L'Antulugia, das neue Standardwerk über die korsischen Literaturen
1973 wurde ein für die Literatur der Insel grundlegendes Werk veröffentlicht: Mathieu CeccaldisAntulugia. Doch seitdem sind, wie bereits erläutert, Jahre vergangen und ein wichtiger Teil des korsischen Literaturschaffens wird nicht mehr durch dieses Buch repräsentiert. Auf dieser Grundlage entstand das Projekt des neuen Antulugia, a Corsica Literaria, das im Frühjahr 2020 vom Albania-Verlag herausgegeben werden soll. Dieses massive Werk mit 1.912 Seiten ist eine wertvolle und nahezu vollständige Ressource für das literarische Schaffen auf Korsika seit den Anfängen. Man findet Texte in korsischer, französischer, aber auch italienischer Sprache, begleitet von reichhaltigen und fundierten Kommentaren und wissenschaftlichen Analysen. Ein Gral für jeden, der seine Kenntnisse der korsischen Literatur vertiefen möchte!

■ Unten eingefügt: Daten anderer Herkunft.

PR #106, opened 2016-02-25
Use a document-centric processing model.

szager-chromium:
This should integrate better with the existing html event loop spec.

### DIFF
--- a/index.bs
+++ b/index.bs
@@ -8,7 +8,7 @@ Editor: Michael Blain, Google, mpb@google.com
 Abstract: This specification describes  an API that can be used to understand the visibility and position of DOM elements ("targets") relative to a containing element or to the top-level viewport ("root"). The position is delivered asynchronously and is useful for understanding the visibility of elements and implementing pre-loading and deferred loading of DOM content.
 Group: Web Performance Working Group
 Repository: WICG/IntersectionObserver
-Ignored Vars: rootMargin
+Ignored Vars: rootMargin, docs
 </pre>
 
 <pre class="anchors">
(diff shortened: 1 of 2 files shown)


index.bs
```diff
@@ -468,12 +472,12 @@ the <a>Intersection Observer</a> API.
...
-<h4 id='browsing-contexts-defines'>
-Browsing Contexts</h4>
+<h4 id='document-defines'>
+Document</h4>
 
-Each <a>unit of related similar-origin browsing contexts</a> has an
-<dfn for="browsing context">IntersectionObserverTaskQueued</dfn> flag which
-is initialized to false.
+Each <a>Document</a> has an
+<dfn for="browsing context">IntersectionObserverTaskQueued</dfn> flag
```
mpb: Is \<dfn for="browsing context"> still accurate?

index.bs
```diff
@@ -543,15 +547,16 @@ similar-origin browsing contexts</a> |unit|, run these steps:
 <h4 id='queue-intersection-observer-entry-algo'>
 Queue an IntersectionObserverEntry</h4>
 
-To <dfn>queue an IntersectionObserverEntry</dfn> for |observer|, given a
-<a>unit of related similar-origin browsing contexts</a> |unit|, |observer|,
-|time|, |rootBounds|, |boundingClientRect|, |intersectionRect| and |target|,
+To <dfn>queue an IntersectionObserverEntry</dfn> for an {{IntersectionObserver}} |observer|, given a
+<a>Document</a> |document|; {{DOMHighResTimeStamp}} |time|;
+{{DOMRect}}'s |rootBounds|, |boundingClientRect|, and |intersectionRect|;
```
mpb: Why is DOMRect's possessive?

mpb:
Looks good to me, modulo some tiny style nits.

index.bs
szager-chromium: Changed to <dfn for="Document">

index.bs
szager-chromium: Removed the apostrophe.  English is hard.

domenic:
Interesting. This changes not only the "run the update intersection observations steps" to be document-centric, but the whole spec. This now mismatches mutation observers---but maybe that's OK?

szager-chromium:
@domenic I didn't refer to the MutationObserver spec when making this change, but I think the whole thing reads better when it only refers to documents.  WDYT?

domenic:
It's hard for me to say. Maybe @ajklein or @annevk know why mutation observer is in terms of event loops/units of related similar-origin browsing contexts, instead of in terms of documents?

It seems quite possible that the mutation observer design is not appropriate for intersection observers, and documents is better, but it's worth checking first.

ajklein:
@annevk probably knows more precisely, but MutationObserver, implementation-wise, is in terms of "changes that have occurred on this turn on this thread", which happens to map to "similar-origin browsing contexts".

annevk:
@domenic mutation observers is this way because mutations can involve multiple documents (e.g., when you append a node that is from another document).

Jugendliteratur und Comics, eine andere Art, Korsika für Groß und Klein zu entdecken
Auch im Bereich der Kinderliteratur und der Comics ist Korsika kreativ. Zu den aktivsten Verlagen gehört die Corsica Comix Édition, die 2010 von Frédéric Federzoni gegründet wurde. Dieser Mann aus Ajaccio ist selbst Zeichner und hat es sich zur Aufgabe gemacht, korsischen Autoren und Zeichnern die Möglichkeit zu geben, vor Ort verlegt zu werden. Eine Art Label "korsische Comics" also, das die Talente der Insel der Schönheit hervorhebt. Das Maskottchen dieses Hauses ist Petru Santu, eine von Frédéric Federzoni und dem Drehbuchautor Desideriu geschaffene Figur, die mit Humor und Zärtlichkeit einen "Alten" karikiert, der mit mehr oder weniger Misstrauen beobachtet, wie sich die Insel und ihre Bewohner mit der Welt verändern. Was die Kinderliteratur betrifft, hier einige Ideen für Werke, die Sie in den Koffer Ihrer Kinder packen können, um ihnen die Insel aus einem anderen Blickwinkel zu zeigen: Comptines et berceuses corses, ein sanftes und farbenfrohes Album, herausgegeben von Didier Jeunesse, der zeitlose Asterix auf Korsika oder Cui Cui et Bustelle von Marine Rivoal, eine sehr schöne Übersetzung der Gedichte des berühmten Ghjuvan'Teramu Rocchi ins Französische.